Hue offers the abitlity to compress files in HDFS as follows:
1. Select one or more HDFS files in the Hue File Browser.
2. On the Actions menu select the Compress option.
Is there any documention about how to configure the cluster to support this?
So far it appears the following is required:
1. oozie user must have exexute permission on the HDFS directory tree
2. 'zip' shell command must be available on all HDFS data nodes?
3. Sufficient space in local (not HDFS) /tmp on all data nodes to hold the resulting compressed file.
Using local /tmp renders this feature unsable for large HDFS files. Can the local temp directory for this be changed?
We have resource caging applied on our yarn queue, And hence when we are trying to compress a file it creates the oozie job in backend which fail with error "cannot submit job in root.default queue"
Is there a way we can specify queue while running the compression.
If not what workaround or fix i should use so that the oozie job created by the compression feature of hue goes to the correct yarn queue, that user has permission to submit job into.
We are on CDH 5.16.1
I've not found a way to specify the resource queue for the compression oozie job. We created a root.user queue with small max resources to catch cases where the queue cannot be specified. Not ideal but works around the problem.

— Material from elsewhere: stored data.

PR #3949, opened 2026-04-28
refactor(tabs): replace isNativeAction with actionOrigin enum

kkafar:
## Description

Replaces the boolean `isNativeAction` field on the `onTabSelected` event with a three-valued `actionOrigin` discriminator (`'user' | 'programmatic-js' | 'implicit'`).

Important thing to note here is that this change also enables us to add more action origins in the future, such as native-programmatic actions.

One thing I'm not proud of is that the React model details are leaked into the `TabsContainer` (`TabsContainer` / `RNSTabBarController` on Android & iOS respectively). It now recognizes different sources including the `programmatic-js`.
This is not great, but it shouldn't hinder us later when attempting to test it natively.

To update my original message:
3. Not found a way to move the local tmp directory used by the oozie job
Thanks for the update.
We have not kept any such queue, as we have many oncoming new users who dont know that they have to specify the queue name while submitting a queue, or how to do that. So they finally end up getting the error 'cannot submit application in root.default queue' for their normal jobs.
Thanks for giving your idea, but If we create such queue(as your root.user) to submit jobs if nothing is specified as queue, that will not respect the model we have. I can once again check within my team if this can be done.
Moreover it would be good to know how much you have kept the max resource for your root.user queue. and what is the largest size of dataset( im MB or GB) you have seen getting compressed with this value.
This will give us an idea to decide on our max resource if we opt your way to tackle it.
Yes, we had the same dilemma when creating a fall-back queue as it doesn’t respect our model either!
We observed the compress files in HDFS Oozie job to be allocated 1 container with 2GiB of memory and 1 VCore in YARN. We use a 5 VCore and 10GiB resource queue and the largest amount of data we’ve compressed is 100GiB. The YARN resource allocation doesn’t seem to change based on amount of data being compressed and therefore I think the YARN queue will not be limiting.
As discussed earlier in the thread the architecture of the compress files in HDFS feature doesn’t appear to be very scalable:
1. All the data being compressed is first localized (copied) to a YARN Node Manager’s local cache (one directory is chosen from yarn.nodemanager.local-dirs). This requires enough local disk space on the partition where the directory resides.
2. The zip shell command is run locally on the same YARN node and uses 1x CPU core; the default zip compress is quite slow.
3. Enough space is required in local /tmp to hold a copy of the completed zip file before it is copied up to HDFS.
Without any documentation on the compress files in HDFS feature this is just my opinion based on observations in our environment and reverse engineering.